PROBLEM REQUIREMENTS:
Write the data below out again, unchanged.

SUPPLIED RECORDS:
>>>

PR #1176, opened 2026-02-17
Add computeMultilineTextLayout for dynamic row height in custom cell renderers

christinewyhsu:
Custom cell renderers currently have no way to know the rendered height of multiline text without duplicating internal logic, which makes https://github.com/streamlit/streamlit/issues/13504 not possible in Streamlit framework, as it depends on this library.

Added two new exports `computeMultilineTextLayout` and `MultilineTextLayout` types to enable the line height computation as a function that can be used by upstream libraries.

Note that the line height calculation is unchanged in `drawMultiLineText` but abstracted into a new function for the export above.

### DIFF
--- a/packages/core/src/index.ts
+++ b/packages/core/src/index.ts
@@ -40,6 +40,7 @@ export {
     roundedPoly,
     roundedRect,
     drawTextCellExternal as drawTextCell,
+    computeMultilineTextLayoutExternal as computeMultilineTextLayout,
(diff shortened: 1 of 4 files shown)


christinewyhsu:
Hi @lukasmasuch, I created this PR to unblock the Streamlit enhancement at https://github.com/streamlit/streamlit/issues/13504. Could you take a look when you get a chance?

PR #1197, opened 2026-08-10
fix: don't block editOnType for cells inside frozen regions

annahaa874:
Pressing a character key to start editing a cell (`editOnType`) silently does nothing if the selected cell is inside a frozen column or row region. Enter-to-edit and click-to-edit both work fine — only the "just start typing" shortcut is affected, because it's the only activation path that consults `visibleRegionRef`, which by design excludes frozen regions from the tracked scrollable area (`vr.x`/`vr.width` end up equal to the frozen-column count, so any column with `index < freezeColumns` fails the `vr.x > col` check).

<<<

PROBLEM SOLUTION:
PR #1176, opened 2026-02-17
Add computeMultilineTextLayout for dynamic row height in custom cell renderers

christinewyhsu:
Custom cell renderers currently have no way to know the rendered height of multiline text without duplicating internal logic, which makes https://github.com/streamlit/streamlit/issues/13504 not possible in Streamlit framework, as it depends on this library.

Added two new exports `computeMultilineTextLayout` and `MultilineTextLayout` types to enable the line height computation as a function that can be used by upstream libraries.

Note that the line height calculation is unchanged in `drawMultiLineText` but abstracted into a new function for the export above.

### DIFF
--- a/packages/core/src/index.ts
+++ b/packages/core/src/index.ts
@@ -40,6 +40,7 @@ export {
     roundedPoly,
     roundedRect,
     drawTextCellExternal as drawTextCell,
+    computeMultilineTextLayoutExternal as computeMultilineTextLayout,
(diff shortened: 1 of 4 files shown)


christinewyhsu:
Hi @lukasmasuch, I created this PR to unblock the Streamlit enhancement at https://github.com/streamlit/streamlit/issues/13504. Could you take a look when you get a chance?

PR #1197, opened 2026-08-10
fix: don't block editOnType for cells inside frozen regions

annahaa874:
Pressing a character key to start editing a cell (`editOnType`) silently does nothing if the selected cell is inside a frozen column or row region. Enter-to-edit and click-to-edit both work fine — only the "just start typing" shortcut is affected, because it's the only activation path that consults `visibleRegionRef`, which by design excludes frozen regions from the tracked scrollable area (`vr.x`/`vr.width` end up equal to the frozen-column count, so any column with `index < freezeColumns` fails the `vr.x > col` check).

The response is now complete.